Another is, that modern psychology—beginning with Freud—made an unfortunate and limiting move a hundred years ago, when it elected to entirely divorce itself from its close cousins— the world’s religious and spiritual traditions. (I will also write about why this was initially understandable). Though even today a spiritually neutered approach to the psyche has limited the discipline of modern psychology from being better able to recognize, let alone treat narcissism in its multiple forms.
And as mentioned, there are actually several different forms—or narcissistic styles—from the relatively benign “closet narcissism” spoken of by James Masterson to the truly toxic “malignant narcissism” recognized by Otto Kernberg, and that Erich Fromm found to be “the quintessence of evil.”
These were not “minor league clinicians.” Yet neither they nor these styles are even mentioned in what purports to be America’s definitive diagnostic and statistical manual of mental disorders.
While an undisputed fact is that Greek and Roman poets first named narcissism, and wrote their versions of the myth of Narcissus over two thousand years ago—which makes narcissism, arguably, the first recognized personality disorder.

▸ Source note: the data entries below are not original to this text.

PR #2215, opened 2025-01-19
Delete partsvalues and overrides

manavortex:
# .app file: delete partsValues and partsOverrides

... as discussed with psi, these aren't needed for CCXL addition apps, so we should be able to ditch them all at once

image


rfuzzo (approved):
why not

PR #2225, opened 2025-01-25
View: exposing save/delete default layout

manavortex:
# View: Default layout
 
- You can now save or delete the default layout from the view menu (previously, you could only save default layout by saving the project layout without an open project)
- The project layout operations are disabled while no project is opened

image
image


rfuzzo (approved):
very cool. Tested and works

PR #2226, opened 2025-01-25
rename/refactor: will now also work in inkcc files

manavortex:
# Rename/Refactor in .inkcharcustomization

sort of important for ccxl additions :)


rfuzzo (approved):
✅

PR #2227, opened 2025-01-25
fix exception when exporting materials

manavortex:
# fix exception when exporting materials

Materials with both local and external materials can be exported again now


rfuzzo:
should be fixed with #2229

PR #2229, opened 2025-01-26
Implemented IComparable for Fundamentals

seberoth:
# Implemented IComparable for Fundamentals

**Implemented:**
- Implemented IComparable for Fundamentals

### DIFF
--- a/WolvenKit.RED4/Types/Primitives/Fundamentals/CInt16.cs
+++ b/WolvenKit.RED4/Types/Primitives/Fundamentals/CInt16.cs
@@ -5,7 +5,7 @@ namespace WolvenKit.RED4.Types;
 
 [RED("Int16")]
 [DebuggerDisplay("{_value,nq}", Type = "CInt16")]
-public readonly struct CInt16 : IRedPrimitive<short>, IEquatable<CInt16>, IRedInteger
+public readonly struct CInt16 : IRedPrimitive<short>, IComparable, IComparable<CInt16>, IEquatable<CInt16>, IRedInteger
 {
     [DebuggerBrowsable(DebuggerBrowsableState.Never)]
     private readonly short _value;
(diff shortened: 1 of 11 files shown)


manavortex (approved):

WolvenKit.RED4/Types/Primitives/Fundamentals/CInt16.cs
```diff
@@ -45,4 +45,22 @@ public override bool Equals(object? obj)
...
+        {
+            return 1;
+        }
+        if (value is CInt16 i)
+        {
+            return CompareTo(i);
+        }
+        throw new ArgumentException("Value is not a CInt16", nameof(value));
+    }
+    public int CompareTo(CInt16 value) => _value - value._value;
```
rfuzzo, line 63: why does this work here and not for CInt32?

seberoth: Cannot use return (_value - value) as this causes a wrap around in cases where _value - value > MaxValue.

rfuzzo: right, btw would it make sense to just cast and deffer the implementation to the net types? or is there a problem with that? or is it not elegant?

rfuzzo (approved):

WolvenKit.RED4/Types/Primitives/Fundamentals/CInt16.cs
seberoth: Yeah, could do that to. (Except for CBool)
Asked myself which would be better.
Just decided for reimplementing them to save one function call. No other reason.
Can change if you want.

rfuzzo: nope, was just curious

PR #2232, opened 2025-01-26
fix: multiple selected properties

manavortex:
# fix: multiple selected properties

I don't understand it, but this works. If anyone wants to improve this PR, be my guest, I completely lost track regarding that fucking property sync

### DIFF
--- a/WolvenKit/Views/Documents/RDTDataView.xaml.cs
+++ b/WolvenKit/Views/Documents/RDTDataView.xaml.cs
@@ -20,20 +20,6 @@ namespace WolvenKit.Views.Documents
         public RDTDataView()
         {
             InitializeComponent();
-
-            //this.WhenAnyValue(x => x.DataContext).Subscribe(x =>
-            //{
-            //    if (x is RDTDataViewModel vm)
-            //    {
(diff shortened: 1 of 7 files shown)


WolvenKit/Views/Documents/RDTDataView.xaml.cs
```diff
@@ -42,87 +31,26 @@ public RDTDataView()
...
+        {
+            if (sender is not RedTreeView tree || e.PropertyName is not nameof(RedTreeView.SelectedItems) ||
+                ViewModel is null)
+            {
+                return;
+            }
 
+            ViewModel.SelectedChunks ??= [];
+            ViewModel.SelectedChunks.Clear();
+            ViewModel.SelectedChunks.AddRange(tree.SelectedItems.ToList());
```
manavortex, line 52: This is complete and utter bullshit. I have to shove them up the list in this event because the property doesn't update – but if I use SetProperty, then the two-way binding fires and nulls the tree's selection??? What the actual fuck! @rfuzzo help

rfuzzo:
fixed in #2249

PR #3063, opened 2026-08-02
Quest graph loading optimization

gistya:
# Quest graph loading optimizations

**Fixed:**
- shaves 45 seconds off of a 53-second graph load by setting SyncFusion to use the default style (makes no visible difference because nothing under Views/GraphEditor even uses a single Syncfusion control, so that work was pure overhead)
- parallelize graph building in a threadsafe manner and optimize the tree algorithm, bringing it down from O(N^2) to O(N). 
- fixed the issue where adding a node would do O((N^2)/2+N) work; now it just does O(1)
- Previously two identical TextBlocks with complementary Subtitle triggers - one for scene nodes, one for quest nodes - which rendered the same thing either way, accounted for 2/3rds of title rendering. Fixed by collapsing them into one always-visible element
- index once instead of scanning per-saved-node
- cache resource lookups for brush color and title strings (going to Application.Resources is expensive)

**Additional notes:**

Nodify has no virtualization features at all. So there will be a follow-up PR to implement lazy loading, but that's a riskier change and actually loads slower overall so it probably belongs as a separate PR.

### DIFF
--- a/WolvenKit/Views/GraphEditor/GraphEditorView.xaml
+++ b/WolvenKit/Views/GraphEditor/GraphEditorView.xaml
@@ -428,31 +428,15 @@
                                     IsConnected="{Binding IsConnected}">
                                     <nodify:NodeInput.Header>
                                         <StackPanel Orientation="Horizontal">
-                                            <!-- Scene nodes: Show Title FIRST and BIG (socket name) -->
+                                            <!--
+                                                Title (socket name) for Scene or Quest nodes.
+                                            -->
                                             <TextBlock
                                                 VerticalAlignment="Center"
                                                 Foreground="{DynamicResource TextFillColorPrimary}"
                                                 FontSize="14"
                                                 FontWeight="Normal"
-                                                Text="{Binding Title}">
-                                                <TextBlock.Style>
-                                                    <Style TargetType="TextBlock">
-                                                        <Style.Triggers>
-                                                            <!-- Hide if no subtitle (quest nodes) -->
-                                                            <DataTrigger
-                                                                Binding="{Binding Subtitle}"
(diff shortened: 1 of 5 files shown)


WolvenKit/Views/GraphEditor/GraphEditorView.xaml
```diff
@@ -428,31 +428,15 @@
...
-                                            <!-- Scene nodes: Show Title FIRST and BIG (socket name) -->
+                                            <!--
+                                                Title (socket name) for Scene or Quest nodes.
+                                            -->
                                             <TextBlock
                                                 VerticalAlignment="Center"
                                                 Foreground="{DynamicResource TextFillColorPrimary}"
                                                 FontSize="14"
                                                 FontWeight="Normal"
-                                                Text="{Binding Title}">
```
manavortex, line 437: Now there's no subtitle anymore?

gistya: > Now there's no subtitle anymore?

Nothing should be missing. 

Please let me know if, when you try the branch, anything looks or works differently. The only thing this PR should do is make the graph load faster.

If there is a regression then I'll revert the part of the PR that affected it.

misterchedda: I think it's just a duplicate, they become one shared binding

misterchedda (approved):

WolvenKit/Views/GraphEditor/GraphEditorView.xaml
gistya: That was the idea, it was to save on render cycles.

But consider this: That within a year or so of its outbreak, clever humans devised vaccines that were efficacious in limiting the spread of the Covid virus. Yet strangely, we seem as baffled in fully understanding and successfully treating the social virus of narcissism, as were the people in antiquity. Isn’t there something that can be done about this?
But these are not normal times. We live in a world where, for better or worse, anything could happen at any moment.And the crucial inflection point we’re facing now—that includes ecological, political, and evolutionary crises— could lead to the “increased necessity” that both Jung and Gurdjieff recognized as pivotal for transformation.